In London gingen Bankenwerte auf Talfahrt, Barclays und RBS verloren je mehr als sechs Prozent. Auch Einzelhandelstitel wie Marks & Spencer und Aktien der Baubranche wie Barrat Development, Persimmon oder Taylor Wimpey mussten Federn lassen. Der Londoner Leitindex gab ein halbes Prozent ab.

Hierzulande stehen die Deutsche Bank und die Commerzbank auch nicht gut da. Das Geldhaus aus dem Dax verliert über ein Prozent und die in den MDax abgestiegene Commerzbank geht über 2 Prozent in die Knie.

Investoren auf der Flucht?

Anleger retteten sich in als sichere Häfen geltende Anlagen wie deutsche Bundesanleihen.
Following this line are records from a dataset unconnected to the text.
PR #1674, opened 2022-06-24
WIP: Add stratum client disconnect

NullSoldier:
## Summary

Sends messages to stratum clients with disconnect reasons so they know not to try to reconnect.

## Testing Plan
Run stratum server and clients, and ban users.

## Breaking Change

```
[ ] Yes
[x] No
```


ironfish/src/mining/stratum/stratumServer.ts
```diff
@@ -179,19 +184,22 @@ export class StratumServer {
...
+            })
             return
           }
 
           client.publicAddress = body.result.publicAddress
           client.subscribed = true
 
           if (!isValidPublicAddress(client.publicAddress)) {
-            this.peers.ban(client, `Invalid public address: ${client.publicAddress}`)
+            this.peers.ban(client, {
```
mat-if, line 200: A ban for this, and some of the other cases feels a bit extreme. It's something easily fixable, and very possible to just typo/copy-paste error. Granted, we have guards on the miner in this case, but if someone is building a different miner and typoes, they now have to wait 15 minutes to try again.

I wonder if a shadow-ban and a disconnect reason would be a better way to deal with a case like this

mat-if (commented):
Couple things I noticed:
- If you get banned for an 'other' reason, say, bad public address, it seems to side-skirt the ban logic a bit. It doesn't get the reason from the server, only an 'unknown', and it will just keep re-trying on the normal 5s reconnect timer. It seems like we could surface the message string to give miners a clue as to why they're being banned and have it back off appropriately
- If you restart your miner, the server won't resend the ban notice, but rather just disconnects so the miner again goes into the normal 5s reconnect loop

ironfish/src/mining/stratum/stratumServer.ts
NullSoldier: That's a good point, there could be a change here to a less harsh ban but let me bring one more thing up.

The only way this ban can happen is if someone is side stepping the normal client, because this validation happens on the client as well. So if the valid-ness definition diverges, it can also happen. In that case they must be running some custom protocol and are violating protocol.

ironfish/src/mining/stratum/messages.ts
```diff
@@ -43,6 +52,14 @@ export const StratumMessageSchema: yup.ObjectSchema<StratumMessage> = yup
   })
   .required()
 
+export const MiningDisconnectMessageSchema: yup.ObjectSchema<MiningDisconnectMessage> = yup
+  .object({
+    reason: yup.string().optional(),
+    versionExpected: yup.number().optional(),
+    bannedUntil: yup.number().optional(),
+  })
```
mat-if, line 60: Not sure if intentional, but on L17, we add `message` to the `MiningDisconnectMessage`, but we don't add it to the schema here. I think we want to add it here, then we can display it on the client's side right?

mat-if (approved):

Die Rendite der zehnjährigen Anleihe sank um mehr als drei Basispunkte auf 0,36 Prozent.

Brexit nicht das einzige Problem

Andere Belastungsfaktoren für die Börsen wie der Haushaltsstreit zwischen Italien und der EU sowie der von den USA angezettelte Handelskonflikt existierten ebenfalls noch weiter, sagten die Analysten der Helaba.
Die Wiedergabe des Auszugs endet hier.